## WORK TO BE COMPLETED
In full and without alteration, copy the listing.

________________________________________

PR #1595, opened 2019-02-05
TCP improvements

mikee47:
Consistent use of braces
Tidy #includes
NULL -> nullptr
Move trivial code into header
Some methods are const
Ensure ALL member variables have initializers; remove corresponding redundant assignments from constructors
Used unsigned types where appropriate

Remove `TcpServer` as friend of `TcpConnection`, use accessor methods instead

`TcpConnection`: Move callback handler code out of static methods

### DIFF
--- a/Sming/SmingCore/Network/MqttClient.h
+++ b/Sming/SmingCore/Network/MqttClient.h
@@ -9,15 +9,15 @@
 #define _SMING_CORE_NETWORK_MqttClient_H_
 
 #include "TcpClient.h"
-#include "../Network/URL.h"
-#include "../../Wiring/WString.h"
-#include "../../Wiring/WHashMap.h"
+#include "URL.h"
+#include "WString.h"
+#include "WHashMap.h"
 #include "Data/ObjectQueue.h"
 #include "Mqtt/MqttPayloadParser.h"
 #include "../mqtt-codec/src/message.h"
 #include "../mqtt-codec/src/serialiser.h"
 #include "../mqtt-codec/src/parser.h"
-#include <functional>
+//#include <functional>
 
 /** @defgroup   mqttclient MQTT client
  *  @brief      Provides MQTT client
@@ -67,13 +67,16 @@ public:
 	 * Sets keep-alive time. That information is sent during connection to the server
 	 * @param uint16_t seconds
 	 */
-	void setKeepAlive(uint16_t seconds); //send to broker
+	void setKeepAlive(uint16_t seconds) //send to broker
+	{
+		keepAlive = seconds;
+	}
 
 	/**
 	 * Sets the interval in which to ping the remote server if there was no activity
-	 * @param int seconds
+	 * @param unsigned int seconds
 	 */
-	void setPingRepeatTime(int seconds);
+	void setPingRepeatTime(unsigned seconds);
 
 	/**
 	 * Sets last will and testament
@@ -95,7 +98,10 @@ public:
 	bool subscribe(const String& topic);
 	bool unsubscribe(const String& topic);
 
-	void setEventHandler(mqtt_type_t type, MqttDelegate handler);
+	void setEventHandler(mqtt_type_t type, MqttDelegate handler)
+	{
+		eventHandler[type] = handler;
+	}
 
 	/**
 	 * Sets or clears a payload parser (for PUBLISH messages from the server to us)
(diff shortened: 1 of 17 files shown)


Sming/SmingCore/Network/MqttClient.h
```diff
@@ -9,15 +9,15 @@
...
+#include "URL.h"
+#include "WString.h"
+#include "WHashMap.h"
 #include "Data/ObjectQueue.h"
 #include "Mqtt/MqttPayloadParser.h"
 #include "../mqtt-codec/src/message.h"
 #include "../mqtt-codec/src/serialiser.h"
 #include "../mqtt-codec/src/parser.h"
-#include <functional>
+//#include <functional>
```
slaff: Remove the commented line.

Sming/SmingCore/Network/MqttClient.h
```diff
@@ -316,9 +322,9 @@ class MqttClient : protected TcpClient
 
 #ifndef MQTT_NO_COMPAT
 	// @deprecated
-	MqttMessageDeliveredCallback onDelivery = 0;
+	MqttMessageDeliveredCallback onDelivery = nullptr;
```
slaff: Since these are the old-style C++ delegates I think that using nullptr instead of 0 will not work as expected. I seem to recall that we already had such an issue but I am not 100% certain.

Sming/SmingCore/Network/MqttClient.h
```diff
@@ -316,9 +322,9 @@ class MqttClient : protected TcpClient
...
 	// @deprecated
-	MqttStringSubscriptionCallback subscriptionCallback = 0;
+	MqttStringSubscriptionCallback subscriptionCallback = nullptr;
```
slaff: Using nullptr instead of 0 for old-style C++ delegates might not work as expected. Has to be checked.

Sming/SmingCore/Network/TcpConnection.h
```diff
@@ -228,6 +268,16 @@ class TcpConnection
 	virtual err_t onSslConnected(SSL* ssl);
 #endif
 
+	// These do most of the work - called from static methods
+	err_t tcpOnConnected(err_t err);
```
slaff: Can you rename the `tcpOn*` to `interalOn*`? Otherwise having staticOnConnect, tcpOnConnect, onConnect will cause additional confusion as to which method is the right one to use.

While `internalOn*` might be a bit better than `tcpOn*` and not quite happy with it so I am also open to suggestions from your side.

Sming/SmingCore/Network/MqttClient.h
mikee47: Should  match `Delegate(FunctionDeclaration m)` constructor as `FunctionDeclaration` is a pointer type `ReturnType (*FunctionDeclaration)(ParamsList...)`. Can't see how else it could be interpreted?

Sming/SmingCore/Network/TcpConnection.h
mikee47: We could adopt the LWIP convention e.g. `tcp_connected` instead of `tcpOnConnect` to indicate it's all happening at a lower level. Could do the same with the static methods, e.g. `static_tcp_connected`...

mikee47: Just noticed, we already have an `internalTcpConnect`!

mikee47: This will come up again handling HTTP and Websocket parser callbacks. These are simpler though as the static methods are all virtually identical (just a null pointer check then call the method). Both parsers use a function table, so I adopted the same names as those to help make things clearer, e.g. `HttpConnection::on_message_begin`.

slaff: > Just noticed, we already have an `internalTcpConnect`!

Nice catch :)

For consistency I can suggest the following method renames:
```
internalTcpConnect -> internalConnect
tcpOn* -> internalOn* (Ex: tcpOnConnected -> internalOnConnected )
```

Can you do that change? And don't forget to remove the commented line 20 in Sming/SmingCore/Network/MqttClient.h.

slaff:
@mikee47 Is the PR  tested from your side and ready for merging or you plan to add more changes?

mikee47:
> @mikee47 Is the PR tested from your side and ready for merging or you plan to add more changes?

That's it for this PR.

________________________________________

## RESULT OF THE TASK
PR #1595, opened 2019-02-05
TCP improvements

mikee47:
Consistent use of braces
Tidy #includes
NULL -> nullptr
Move trivial code into header
Some methods are const
Ensure ALL member variables have initializers; remove corresponding redundant assignments from constructors
Used unsigned types where appropriate

Remove `TcpServer` as friend of `TcpConnection`, use accessor methods instead

`TcpConnection`: Move callback handler code out of static methods

### DIFF
--- a/Sming/SmingCore/Network/MqttClient.h
+++ b/Sming/SmingCore/Network/MqttClient.h
@@ -9,15 +9,15 @@
 #define _SMING_CORE_NETWORK_MqttClient_H_
 
 #include "TcpClient.h"
-#include "../Network/URL.h"
-#include "../../Wiring/WString.h"
-#include "../../Wiring/WHashMap.h"
+#include "URL.h"
+#include "WString.h"
+#include "WHashMap.h"
 #include "Data/ObjectQueue.h"
 #include "Mqtt/MqttPayloadParser.h"
 #include "../mqtt-codec/src/message.h"
 #include "../mqtt-codec/src/serialiser.h"
 #include "../mqtt-codec/src/parser.h"
-#include <functional>
+//#include <functional>
 
 /** @defgroup   mqttclient MQTT client
  *  @brief      Provides MQTT client
@@ -67,13 +67,16 @@ public:
 	 * Sets keep-alive time. That information is sent during connection to the server
 	 * @param uint16_t seconds
 	 */
-	void setKeepAlive(uint16_t seconds); //send to broker
+	void setKeepAlive(uint16_t seconds) //send to broker
+	{
+		keepAlive = seconds;
+	}
 
 	/**
 	 * Sets the interval in which to ping the remote server if there was no activity
-	 * @param int seconds
+	 * @param unsigned int seconds
 	 */
-	void setPingRepeatTime(int seconds);
+	void setPingRepeatTime(unsigned seconds);
 
 	/**
 	 * Sets last will and testament
@@ -95,7 +98,10 @@ public:
 	bool subscribe(const String& topic);
 	bool unsubscribe(const String& topic);
 
-	void setEventHandler(mqtt_type_t type, MqttDelegate handler);
+	void setEventHandler(mqtt_type_t type, MqttDelegate handler)
+	{
+		eventHandler[type] = handler;
+	}
 
 	/**
 	 * Sets or clears a payload parser (for PUBLISH messages from the server to us)
(diff shortened: 1 of 17 files shown)


Sming/SmingCore/Network/MqttClient.h
```diff
@@ -9,15 +9,15 @@
...
+#include "URL.h"
+#include "WString.h"
+#include "WHashMap.h"
 #include "Data/ObjectQueue.h"
 #include "Mqtt/MqttPayloadParser.h"
 #include "../mqtt-codec/src/message.h"
 #include "../mqtt-codec/src/serialiser.h"
 #include "../mqtt-codec/src/parser.h"
-#include <functional>
+//#include <functional>
```
slaff: Remove the commented line.

Sming/SmingCore/Network/MqttClient.h
```diff
@@ -316,9 +322,9 @@ class MqttClient : protected TcpClient
 
 #ifndef MQTT_NO_COMPAT
 	// @deprecated
-	MqttMessageDeliveredCallback onDelivery = 0;
+	MqttMessageDeliveredCallback onDelivery = nullptr;
```
slaff: Since these are the old-style C++ delegates I think that using nullptr instead of 0 will not work as expected. I seem to recall that we already had such an issue but I am not 100% certain.

Sming/SmingCore/Network/MqttClient.h
```diff
@@ -316,9 +322,9 @@ class MqttClient : protected TcpClient
...
 	// @deprecated
-	MqttStringSubscriptionCallback subscriptionCallback = 0;
+	MqttStringSubscriptionCallback subscriptionCallback = nullptr;
```
slaff: Using nullptr instead of 0 for old-style C++ delegates might not work as expected. Has to be checked.

Sming/SmingCore/Network/TcpConnection.h
```diff
@@ -228,6 +268,16 @@ class TcpConnection
 	virtual err_t onSslConnected(SSL* ssl);
 #endif
 
+	// These do most of the work - called from static methods
+	err_t tcpOnConnected(err_t err);
```
slaff: Can you rename the `tcpOn*` to `interalOn*`? Otherwise having staticOnConnect, tcpOnConnect, onConnect will cause additional confusion as to which method is the right one to use.

While `internalOn*` might be a bit better than `tcpOn*` and not quite happy with it so I am also open to suggestions from your side.

Sming/SmingCore/Network/MqttClient.h
mikee47: Should  match `Delegate(FunctionDeclaration m)` constructor as `FunctionDeclaration` is a pointer type `ReturnType (*FunctionDeclaration)(ParamsList...)`. Can't see how else it could be interpreted?

Sming/SmingCore/Network/TcpConnection.h
mikee47: We could adopt the LWIP convention e.g. `tcp_connected` instead of `tcpOnConnect` to indicate it's all happening at a lower level. Could do the same with the static methods, e.g. `static_tcp_connected`...

mikee47: Just noticed, we already have an `internalTcpConnect`!

mikee47: This will come up again handling HTTP and Websocket parser callbacks. These are simpler though as the static methods are all virtually identical (just a null pointer check then call the method). Both parsers use a function table, so I adopted the same names as those to help make things clearer, e.g. `HttpConnection::on_message_begin`.

slaff: > Just noticed, we already have an `internalTcpConnect`!

Nice catch :)

For consistency I can suggest the following method renames:
```
internalTcpConnect -> internalConnect
tcpOn* -> internalOn* (Ex: tcpOnConnected -> internalOnConnected )
```

Can you do that change? And don't forget to remove the commented line 20 in Sming/SmingCore/Network/MqttClient.h.

slaff:
@mikee47 Is the PR  tested from your side and ready for merging or you plan to add more changes?

mikee47:
> @mikee47 Is the PR tested from your side and ready for merging or you plan to add more changes?

That's it for this PR.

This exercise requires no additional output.